= Exercise aim =
Lines holding the string "return" in the listing below are to be copied.

= Data for this task =

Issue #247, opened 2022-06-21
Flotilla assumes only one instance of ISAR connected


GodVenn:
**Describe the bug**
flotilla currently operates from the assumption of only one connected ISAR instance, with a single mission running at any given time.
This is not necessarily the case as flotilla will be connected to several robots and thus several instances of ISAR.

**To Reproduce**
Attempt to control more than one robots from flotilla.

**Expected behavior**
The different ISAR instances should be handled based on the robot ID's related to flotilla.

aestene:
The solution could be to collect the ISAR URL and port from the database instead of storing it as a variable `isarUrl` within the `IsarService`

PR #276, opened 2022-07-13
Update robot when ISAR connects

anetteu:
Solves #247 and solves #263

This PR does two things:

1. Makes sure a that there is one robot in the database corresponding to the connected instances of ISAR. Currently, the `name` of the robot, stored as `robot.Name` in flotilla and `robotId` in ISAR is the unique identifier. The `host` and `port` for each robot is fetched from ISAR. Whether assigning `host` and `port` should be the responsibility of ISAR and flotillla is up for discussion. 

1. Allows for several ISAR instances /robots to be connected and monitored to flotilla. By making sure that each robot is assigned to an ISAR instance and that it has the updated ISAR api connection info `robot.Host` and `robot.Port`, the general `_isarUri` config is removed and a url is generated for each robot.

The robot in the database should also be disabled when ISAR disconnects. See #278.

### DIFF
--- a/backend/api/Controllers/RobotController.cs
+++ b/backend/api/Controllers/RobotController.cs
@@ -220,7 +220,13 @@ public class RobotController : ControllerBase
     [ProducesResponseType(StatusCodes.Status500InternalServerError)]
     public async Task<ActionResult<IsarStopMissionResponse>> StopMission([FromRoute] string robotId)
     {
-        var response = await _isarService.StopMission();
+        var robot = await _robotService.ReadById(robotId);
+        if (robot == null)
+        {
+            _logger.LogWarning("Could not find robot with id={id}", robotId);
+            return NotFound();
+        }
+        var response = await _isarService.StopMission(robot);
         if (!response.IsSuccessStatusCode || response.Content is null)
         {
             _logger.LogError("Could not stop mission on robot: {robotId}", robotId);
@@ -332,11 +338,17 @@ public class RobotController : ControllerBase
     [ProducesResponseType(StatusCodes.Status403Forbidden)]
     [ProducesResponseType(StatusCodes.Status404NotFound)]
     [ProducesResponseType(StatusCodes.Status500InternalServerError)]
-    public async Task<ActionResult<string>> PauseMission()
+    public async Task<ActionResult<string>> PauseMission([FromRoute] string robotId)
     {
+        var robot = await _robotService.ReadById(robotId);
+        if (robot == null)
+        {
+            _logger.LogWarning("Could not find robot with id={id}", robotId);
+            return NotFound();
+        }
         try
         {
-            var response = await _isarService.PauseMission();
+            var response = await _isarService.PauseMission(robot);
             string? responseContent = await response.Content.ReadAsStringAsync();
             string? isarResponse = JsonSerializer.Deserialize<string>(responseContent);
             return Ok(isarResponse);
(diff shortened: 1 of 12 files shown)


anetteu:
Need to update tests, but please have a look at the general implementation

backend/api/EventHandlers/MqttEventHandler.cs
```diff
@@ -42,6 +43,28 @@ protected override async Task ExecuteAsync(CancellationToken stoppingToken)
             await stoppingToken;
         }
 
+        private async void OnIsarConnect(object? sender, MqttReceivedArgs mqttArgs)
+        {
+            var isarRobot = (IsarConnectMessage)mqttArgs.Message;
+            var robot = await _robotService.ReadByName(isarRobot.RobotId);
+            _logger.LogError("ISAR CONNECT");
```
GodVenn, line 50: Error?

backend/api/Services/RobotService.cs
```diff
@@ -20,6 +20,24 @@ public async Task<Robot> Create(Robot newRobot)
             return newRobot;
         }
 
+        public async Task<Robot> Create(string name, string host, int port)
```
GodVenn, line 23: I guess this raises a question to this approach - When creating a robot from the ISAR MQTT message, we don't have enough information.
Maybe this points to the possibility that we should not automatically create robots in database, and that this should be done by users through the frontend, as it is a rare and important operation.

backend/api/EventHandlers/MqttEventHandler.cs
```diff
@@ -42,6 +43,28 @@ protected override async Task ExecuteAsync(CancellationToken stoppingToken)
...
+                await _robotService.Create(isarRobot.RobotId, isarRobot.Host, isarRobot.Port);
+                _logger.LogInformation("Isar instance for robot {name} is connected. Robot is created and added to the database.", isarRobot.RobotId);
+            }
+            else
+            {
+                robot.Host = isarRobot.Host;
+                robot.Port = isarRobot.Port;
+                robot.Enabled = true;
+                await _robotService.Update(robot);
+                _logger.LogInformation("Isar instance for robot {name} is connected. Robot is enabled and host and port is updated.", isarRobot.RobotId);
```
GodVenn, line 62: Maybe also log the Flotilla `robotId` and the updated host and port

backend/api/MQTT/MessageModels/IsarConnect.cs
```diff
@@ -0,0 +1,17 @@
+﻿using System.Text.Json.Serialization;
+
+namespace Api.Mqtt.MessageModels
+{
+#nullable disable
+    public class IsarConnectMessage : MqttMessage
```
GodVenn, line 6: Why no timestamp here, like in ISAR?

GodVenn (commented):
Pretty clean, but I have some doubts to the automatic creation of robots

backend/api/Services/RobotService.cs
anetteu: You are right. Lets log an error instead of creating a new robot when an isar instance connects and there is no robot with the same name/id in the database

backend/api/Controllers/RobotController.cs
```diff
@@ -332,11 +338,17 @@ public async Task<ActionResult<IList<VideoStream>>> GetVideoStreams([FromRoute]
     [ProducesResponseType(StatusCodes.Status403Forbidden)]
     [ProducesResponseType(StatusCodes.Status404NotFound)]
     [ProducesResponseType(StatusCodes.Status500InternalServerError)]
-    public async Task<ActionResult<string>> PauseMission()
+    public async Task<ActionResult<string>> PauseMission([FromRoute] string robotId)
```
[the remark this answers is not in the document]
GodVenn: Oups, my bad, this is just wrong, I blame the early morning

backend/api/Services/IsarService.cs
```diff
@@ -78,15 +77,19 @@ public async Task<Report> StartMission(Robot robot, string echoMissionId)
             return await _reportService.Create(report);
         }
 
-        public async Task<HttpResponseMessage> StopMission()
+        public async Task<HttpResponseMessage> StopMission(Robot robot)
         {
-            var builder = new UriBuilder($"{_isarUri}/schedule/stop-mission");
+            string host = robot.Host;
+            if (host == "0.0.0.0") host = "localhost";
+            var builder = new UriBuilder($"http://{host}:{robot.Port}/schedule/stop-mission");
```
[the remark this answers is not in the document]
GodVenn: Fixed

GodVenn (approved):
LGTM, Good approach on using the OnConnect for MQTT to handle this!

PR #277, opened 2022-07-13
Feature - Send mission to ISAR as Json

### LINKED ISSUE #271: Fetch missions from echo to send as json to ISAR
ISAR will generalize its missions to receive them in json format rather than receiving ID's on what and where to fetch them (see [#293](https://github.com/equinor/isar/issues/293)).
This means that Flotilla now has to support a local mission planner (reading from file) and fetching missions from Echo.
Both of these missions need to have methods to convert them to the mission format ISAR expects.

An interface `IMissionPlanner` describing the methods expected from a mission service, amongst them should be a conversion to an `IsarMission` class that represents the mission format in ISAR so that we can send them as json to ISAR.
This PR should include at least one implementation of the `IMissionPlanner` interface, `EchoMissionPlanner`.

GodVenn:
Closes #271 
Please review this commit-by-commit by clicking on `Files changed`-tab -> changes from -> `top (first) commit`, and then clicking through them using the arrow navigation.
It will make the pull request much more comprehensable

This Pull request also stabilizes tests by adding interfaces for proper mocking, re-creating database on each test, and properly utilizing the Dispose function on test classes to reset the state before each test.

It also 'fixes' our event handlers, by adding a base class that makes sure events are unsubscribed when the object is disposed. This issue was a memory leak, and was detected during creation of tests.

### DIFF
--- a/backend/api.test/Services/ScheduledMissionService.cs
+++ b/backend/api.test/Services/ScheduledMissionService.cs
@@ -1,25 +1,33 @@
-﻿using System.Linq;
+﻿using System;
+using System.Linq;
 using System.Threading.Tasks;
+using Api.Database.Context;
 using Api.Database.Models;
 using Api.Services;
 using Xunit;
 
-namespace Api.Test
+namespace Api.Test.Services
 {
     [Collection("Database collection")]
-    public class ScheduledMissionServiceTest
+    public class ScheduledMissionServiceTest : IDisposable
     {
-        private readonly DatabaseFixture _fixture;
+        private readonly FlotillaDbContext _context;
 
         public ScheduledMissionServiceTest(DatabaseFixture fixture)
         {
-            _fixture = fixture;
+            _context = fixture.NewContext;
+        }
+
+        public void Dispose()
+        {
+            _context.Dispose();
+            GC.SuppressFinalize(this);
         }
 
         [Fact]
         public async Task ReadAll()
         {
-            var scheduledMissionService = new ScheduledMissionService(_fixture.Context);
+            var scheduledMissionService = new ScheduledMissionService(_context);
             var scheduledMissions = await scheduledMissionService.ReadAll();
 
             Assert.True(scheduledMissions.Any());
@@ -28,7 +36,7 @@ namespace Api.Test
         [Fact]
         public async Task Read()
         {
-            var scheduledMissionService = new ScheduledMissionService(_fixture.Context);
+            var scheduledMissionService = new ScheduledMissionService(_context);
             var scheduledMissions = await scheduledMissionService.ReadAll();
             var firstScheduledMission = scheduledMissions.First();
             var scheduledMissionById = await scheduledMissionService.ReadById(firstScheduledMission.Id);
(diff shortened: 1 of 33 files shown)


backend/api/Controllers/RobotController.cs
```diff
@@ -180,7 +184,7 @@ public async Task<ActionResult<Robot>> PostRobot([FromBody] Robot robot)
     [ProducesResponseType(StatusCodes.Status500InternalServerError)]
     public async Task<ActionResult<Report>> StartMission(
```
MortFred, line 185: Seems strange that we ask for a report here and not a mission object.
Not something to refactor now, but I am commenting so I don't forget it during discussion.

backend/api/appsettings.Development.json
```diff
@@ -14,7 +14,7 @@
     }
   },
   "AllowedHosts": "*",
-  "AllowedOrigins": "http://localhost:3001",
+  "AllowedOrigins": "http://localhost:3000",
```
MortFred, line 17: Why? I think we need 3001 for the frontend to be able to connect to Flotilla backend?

= Response area =
+            return NotFound();
+            return NotFound();
             return Ok(isarResponse);
             return newRobot;
             return await _reportService.Create(report);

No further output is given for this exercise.